Roaf estimated that there was also room for the abolition of the temporary reduction of pensions from the time of crisis and for a shift to a new system of salaries in the public sector, while making sure for the share of the mass of pensions and salaries in the GDP not to grow.

– The program will support the all-encompassing package of reforms of the public administration. The completion of the reforms of the employment and salary system will be of crucial importance for improving the efficiency of public services and reining in the current spending. Better frameworks for public investment management will lead to better performances and a reduction of flaws in the public infrastructure – Roaf said.

The reform of the tax administration in Serbia, according to him, will help increase tax collection efficiency and improve the business climate, and the strengthening of fiscal rules will secure the sustainability of the budget policy in the medium term.

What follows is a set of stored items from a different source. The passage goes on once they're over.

PR #4888, opened 2025-12-16
test(progressbar): refactor unit test to validate zoneless

quentinderoubaix:

ref #4879

### DIFF
--- a/src/progressbar/progressbar.spec.ts
+++ b/src/progressbar/progressbar.spec.ts
@@ -1,49 +1,23 @@
 import { TestBed, ComponentFixture } from '@angular/core/testing';
 import { createGenericTestComponent } from '../test/common';
 
-import { Component, provideZoneChangeDetection } from '@angular/core';
+import { ChangeDetectionStrategy, Component, ComponentRef, signal } from '@angular/core';
 
 import { NgbProgressbar, NgbProgressbarStacked } from './progressbar';
 import { NgbProgressbarConfig } from './progressbar-config';
 import { beforeEach, describe, expect, it } from 'vitest';
-
-const createTestComponent = (html: string) =>
-	createGenericTestComponent(html, TestComponent) as ComponentFixture<TestComponent>;
-
-function getAriaLabel(nativeEl): string {
-	return getProgress(nativeEl).getAttribute('aria-label') || '';
-}
-
-function getBarWidth(nativeEl): string {
-	return getProgressbar(nativeEl).style.width;
-}
-
-function getBarHeight(nativeEl): string {
-	return getProgress(nativeEl).style.height;
-}
-
-function getBarValue(nativeEl): number {
-	return parseInt(getProgress(nativeEl).getAttribute('aria-valuenow')!, 10);
-}
-
-function getProgress(nativeEl: Element): HTMLElement {
-	return nativeEl.querySelector('.progress') as HTMLElement;
-}
-
-function getProgressbar(nativeEl: Element): HTMLElement {
-	return nativeEl.querySelector('.progress-bar') as HTMLElement;
-}
+import { page } from 'vitest/browser';
 
 describe('ngb-progressbar', () => {
-	beforeEach(() => {
-		TestBed.configureTestingModule({ providers: [provideZoneChangeDetection()] });
-	});
-
 	describe('business logic', () => {
+		let fixture: ComponentFixture<NgbProgressbar>;
+		let progressRef: ComponentRef<NgbProgressbar>;
 		let progressCmp: NgbProgressbar;
 
 		beforeEach(() => {
-			progressCmp = TestBed.createComponent(NgbProgressbar).componentInstance;
+			fixture = TestBed.createComponent(NgbProgressbar);
+			progressRef = fixture.componentRef;
+			progressCmp = fixture.componentRef.instance;
 		});
 
 		it('should initialize inputs with default values', () => {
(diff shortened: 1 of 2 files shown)


src/progressbar/progressbar.spec.ts
```diff
@@ -55,265 +29,309 @@ describe('ngb-progressbar', () => {
...
+
 			expect(progressCmp.getValue()).toBe(120);
 		});
 	});
 
 	describe('UI logic', () => {
-		it('accepts a value and respond to value changes', () => {
-			const html = '<ngb-progressbar [value]="value"></ngb-progressbar>';
-			const fixture = createTestComponent(html);
+		class PaginationTester {
```
jnizet: Should be named to `ProgressbarTester`

src/progressbar/progressbar.spec.ts
```diff
@@ -55,265 +29,309 @@ describe('ngb-progressbar', () => {
...
+			private readonly fixture: ComponentFixture<TestComponent>;
+			readonly componentInstance: TestComponent;
+			readonly progress = page.getByCss('.progress');
+			readonly progressBar = page.getByCss('.progress-bar');
 
-			expect(getBarWidth(fixture.nativeElement)).toBe('10%');
+			constructor(html: string) {
+				this.fixture = createGenericTestComponent(html, TestComponent);
```
jnizet: Should pass `false` to avoid initial detectChanges.

src/progressbar/progressbar.spec.ts
```diff
@@ -55,265 +29,309 @@ describe('ngb-progressbar', () => {
...
+			const tester = new PaginationTester('<ngb-progressbar [value]="value()" [max]="max()"/>');
 
-			expect(getBarWidth(fixture.nativeElement)).toBe('20%');
+			await tester.expectBarWidthToBe('20%');
 
-			fixture.componentInstance.max = 200;
-			fixture.detectChanges();
-			expect(getBarWidth(fixture.nativeElement)).toBe('5%');
+			tester.componentInstance.max.set(200);
+			await tester.whenStable();
```
jnizet, line 198: Shouldn't be necessary, should it?

src/progressbar/progressbar.spec.ts
```diff
@@ -55,265 +29,309 @@ describe('ngb-progressbar', () => {
...
+			const tester = new PaginationTester('<ngb-progressbar [value]="value()" [type]="type()"/>');
 
-			expect(getProgressbar(fixture.nativeElement)).toHaveCssClass('text-bg-warning');
+			await expect.element(tester.progressBar).toHaveClass('text-bg-warning');
 
-			fixture.componentInstance.type = 'info';
-			fixture.detectChanges();
-			expect(getProgressbar(fixture.nativeElement)).toHaveCssClass('text-bg-info');
+			tester.componentInstance.type.set('info');
+			await tester.whenStable();
```
jnizet, line 215: Same here: shouldn't be necessary.

src/progressbar/progressbar.spec.ts
```diff
@@ -55,265 +29,309 @@ describe('ngb-progressbar', () => {
...
 
-			fixture.componentInstance.type = 'dark';
-			fixture.detectChanges();
-			expect(getProgressbar(fixture.nativeElement)).toHaveCssClass('text-bg-dark');
+			await expect.element(tester.progressBar).toHaveClass('text-bg-info');
+
+			tester.componentInstance.type.set('dark');
+			await tester.whenStable();
```
jnizet, line 220: Same here. 

Have you added them to make the tests faster (to avoid the timeout between retried assertions)? That's fine with me: the whenStable don't hurt.

Given that there are plenty of other ones, I won't make this remark again, but let you choose whether we should leave them there or remove them.

jnizet (changes requested):
Some nits, but LGTM.

src/progressbar/progressbar.spec.ts
quentinderoubaix: I think initial detectChanges is fine, as it's also the behavior of Angular in a real app.
Makes units faster and is the recommended approach in Angular's unit test documentation:
https://angular.dev/guide/testing/components-basics

What we want is to make sure we **never** call `detectChanges` outside of this initial call, just after component creation.

src/progressbar/progressbar.spec.ts
quentinderoubaix: Yes, I let them here for speed. I do not have a very strong opinion on keeping them or removing them, up to the dev doing the rework.

As in the comment below, focusing on cleaning up to avoid wrong `detectChanges` calls and refactoring to use the **Tester** pattern with locators is still the main priority.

Roaf said, as reported, that the new program with the IMF would help Serbia manage dinarization, supervision and financial sector regulation reforms and completion of reforms of state financial institutions, but also remove flaws in countering money laundering and the financing of terrorism.

– The implementation of the all-encompassing package of structural and institutional reforms aims to improve the business environment to the end of providing support to a quicker economic growth headed by the private sector. The priorities are fight against grey economy, further increase of the participation in the workforce, reformation of the finding of a permanent solution for public and state companies and the improvement of the quality and the transparency of state statistics – Roaf pointed out.

The previous three-year precautionary arrangement between Serbia and the IMF expired this February and was worth around EUR 1.2 billion, but Serbia didn`t use the loan, Beta reports.

Public sector salaries to increase by 8-10%?

Minister of Finance Sinisa Mali said that the law on the temporary reduction of pensions would be fully abolished in 2018.

– Those to which the law didn`t pertain can count on their pensions being raised. By how much will be known in September when we see how much room there is in the budget – Mali said.

As he said, the IMF insists on not disclosing the percentages before September.

– Salaries will also be raised, but the amounts will also be known in September – Mali said, N1 reports.

As Blic writes in today`s issue, the Government of Serbia proposed for an increase of public sector salaries of 8 to 10% to the IMF representatives. According to the government`s plan, medical doctors, police members and teachers and professors in primary and secondary schools would have their salaries increased by 10%, whereas other public sector employees would get a raise of around 8%.

For example, a teacher earning RSD 40,000 at the moment would be earning RSD 44,000 after the increase, the daily writes.

A medical specialist would earn RSD 80,300 instead of 73,000, whereas a police inspector would earn RSD 51,700 instead of RSD 47,000.